Effect of depletion of PARP2 on gene expression in 3 month-old pancreas from Ela-myc mice

Pancreatic cancer represents one of the most lethal tumours, characterised by an immunosuppressive microenvironment and a lack of cytotoxic immune cell infiltrates, which confers resistance to immunotherapy. Here, we demonstrate that the deletion of Poly(ADP-ribose)polymerase 2 (PARP2) delays tumour progression in c-Myc-driven and KRas-driven mouse models of pancreatic cancer. Transcriptomic analysis revealed that the absence of PARP2 induces an enrichment of pathways associated with anti-tumor immune responses and genomic instability.
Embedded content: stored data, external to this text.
PR #1031, opened 2025-02-25
Fix `StoreServerRequest` for deployment

Boy132:
- Add rules for `tags`
- Add `sometimes` rule to `locations` 
- Fix type for `locations`, `tags` and `dedicated_ip`

### DIFF
--- a/app/Http/Requests/Api/Application/Servers/StoreServerRequest.php
+++ b/app/Http/Requests/Api/Application/Servers/StoreServerRequest.php
@@ -55,9 +55,11 @@ class StoreServerRequest extends ApplicationApiRequest
 
             // Automatic deployment rules
             'deploy' => 'sometimes|required|array',
-            'deploy.locations' => 'array',
-            'deploy.locations.*' => 'required_with:deploy.locations,integer|min:1',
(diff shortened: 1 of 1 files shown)


app/Http/Requests/Api/Application/Servers/StoreServerRequest.php
```diff
@@ -55,9 +55,11 @@ public function rules(): array
 
             // Automatic deployment rules
             'deploy' => 'sometimes|required|array',
-            'deploy.locations' => 'array',
-            'deploy.locations.*' => 'required_with:deploy.locations,integer|min:1',
-            'deploy.dedicated_ip' => 'required_with:deploy,boolean',
+            'deploy.locations' => 'sometimes|array',
+            'deploy.locations.*' => 'required_with:deploy.locations|integer|min:1',
+            'deploy.tags' => 'array',
```
rmartinoscar, line 60: Shouldn't the tags be sometimes as well ?

Boy132: No, tags need to be present. (but can be an empty array)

Analysis of tumour-infiltrating immune cells within the tumor microenvironment showed that PARP2 deletion leads to an increase in effector CD4 and CD8 T cells as well as natural killer (NK) cells, accompanied by a significant reduction in pro-tumor regulatory T (Treg) cells and M2 macrophages. Collectively, our data support that selective PARP2 inhibition is a promising therapeutic strategy for pancreatic cancer by boosting anti-tumor immune response, thereby opening new avenues for combating this recalcitrant neoplasia. Overall design: To investigate the role of PARP2 in pancreatic tumor development, we isolated pancreatic tissue from 3-month old Ela-myc wildy type and PARP2 knocked-out animals. We then performed gene expression profiling analysis using data obtained from RNA-seq of 3 different animals of each genotype (WT or PARP2 KO).